**PROBLEM REQUIREMENTS**
Copy each line from the data that has the word "different" in it.

*** DATA EXCERPTS ***

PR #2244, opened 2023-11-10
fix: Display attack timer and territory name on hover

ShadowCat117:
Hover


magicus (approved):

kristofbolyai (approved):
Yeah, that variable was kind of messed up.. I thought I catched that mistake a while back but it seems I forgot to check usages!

***
*** DATA EXCERPTS ***

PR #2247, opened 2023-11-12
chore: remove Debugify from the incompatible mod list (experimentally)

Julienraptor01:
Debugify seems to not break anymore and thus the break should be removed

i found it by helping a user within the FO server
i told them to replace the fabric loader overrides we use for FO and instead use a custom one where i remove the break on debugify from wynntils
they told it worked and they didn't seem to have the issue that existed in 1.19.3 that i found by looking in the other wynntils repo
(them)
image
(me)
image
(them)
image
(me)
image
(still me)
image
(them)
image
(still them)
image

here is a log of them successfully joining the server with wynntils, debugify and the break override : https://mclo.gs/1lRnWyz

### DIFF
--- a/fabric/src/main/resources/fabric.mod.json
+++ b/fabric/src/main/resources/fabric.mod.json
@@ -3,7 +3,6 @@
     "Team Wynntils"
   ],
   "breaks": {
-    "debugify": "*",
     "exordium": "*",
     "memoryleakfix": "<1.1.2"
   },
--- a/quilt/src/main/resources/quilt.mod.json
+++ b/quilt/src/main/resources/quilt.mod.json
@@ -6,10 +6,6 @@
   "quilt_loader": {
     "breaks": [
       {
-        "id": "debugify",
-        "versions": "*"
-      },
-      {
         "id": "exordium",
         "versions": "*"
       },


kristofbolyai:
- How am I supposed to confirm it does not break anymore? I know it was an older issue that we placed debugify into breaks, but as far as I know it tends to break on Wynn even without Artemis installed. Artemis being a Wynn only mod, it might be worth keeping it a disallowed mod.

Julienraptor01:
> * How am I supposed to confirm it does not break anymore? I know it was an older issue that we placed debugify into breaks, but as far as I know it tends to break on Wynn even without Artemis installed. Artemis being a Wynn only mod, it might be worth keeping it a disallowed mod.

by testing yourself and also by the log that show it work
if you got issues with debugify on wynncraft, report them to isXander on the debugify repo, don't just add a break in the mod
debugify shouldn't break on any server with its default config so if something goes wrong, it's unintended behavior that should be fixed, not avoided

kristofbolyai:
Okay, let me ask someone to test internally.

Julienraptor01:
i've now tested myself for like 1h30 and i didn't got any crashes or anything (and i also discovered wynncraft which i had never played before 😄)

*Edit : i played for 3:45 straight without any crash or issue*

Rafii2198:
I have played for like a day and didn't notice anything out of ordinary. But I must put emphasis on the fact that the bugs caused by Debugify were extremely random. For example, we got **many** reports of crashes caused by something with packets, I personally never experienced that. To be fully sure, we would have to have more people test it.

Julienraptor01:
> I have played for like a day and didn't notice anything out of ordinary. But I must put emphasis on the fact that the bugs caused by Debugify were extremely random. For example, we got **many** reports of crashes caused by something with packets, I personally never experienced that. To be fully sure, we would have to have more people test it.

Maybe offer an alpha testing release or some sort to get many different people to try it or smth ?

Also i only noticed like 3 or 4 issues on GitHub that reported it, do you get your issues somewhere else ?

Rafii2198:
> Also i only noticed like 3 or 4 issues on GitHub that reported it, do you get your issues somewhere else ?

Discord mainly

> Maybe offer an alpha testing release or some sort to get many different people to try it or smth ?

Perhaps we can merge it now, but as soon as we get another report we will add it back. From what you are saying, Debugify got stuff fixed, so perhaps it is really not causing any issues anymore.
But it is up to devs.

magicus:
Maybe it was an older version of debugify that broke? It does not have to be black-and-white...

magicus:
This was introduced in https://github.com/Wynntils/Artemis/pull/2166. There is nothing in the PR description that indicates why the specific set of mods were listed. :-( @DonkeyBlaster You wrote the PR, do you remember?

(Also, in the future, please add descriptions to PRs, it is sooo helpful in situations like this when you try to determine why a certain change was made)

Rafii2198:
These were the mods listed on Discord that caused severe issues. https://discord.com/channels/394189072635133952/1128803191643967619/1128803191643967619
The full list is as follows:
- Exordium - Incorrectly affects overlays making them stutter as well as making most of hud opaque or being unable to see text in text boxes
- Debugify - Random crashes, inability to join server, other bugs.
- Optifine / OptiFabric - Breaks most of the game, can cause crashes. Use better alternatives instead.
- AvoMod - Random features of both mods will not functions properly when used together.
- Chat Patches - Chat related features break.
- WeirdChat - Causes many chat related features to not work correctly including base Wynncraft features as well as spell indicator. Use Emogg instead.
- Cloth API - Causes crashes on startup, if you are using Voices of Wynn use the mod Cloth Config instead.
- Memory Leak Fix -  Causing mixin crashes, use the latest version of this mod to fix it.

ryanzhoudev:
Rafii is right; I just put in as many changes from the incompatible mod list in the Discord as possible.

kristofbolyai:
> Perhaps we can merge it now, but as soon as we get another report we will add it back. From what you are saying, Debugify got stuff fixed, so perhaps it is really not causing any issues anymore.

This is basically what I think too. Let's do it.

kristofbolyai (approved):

***

**RESPONSE TO THE EXERCISE**
Maybe offer an alpha testing release or some sort to get many different people to try it or smth ?
> Maybe offer an alpha testing release or some sort to get many different people to try it or smth ?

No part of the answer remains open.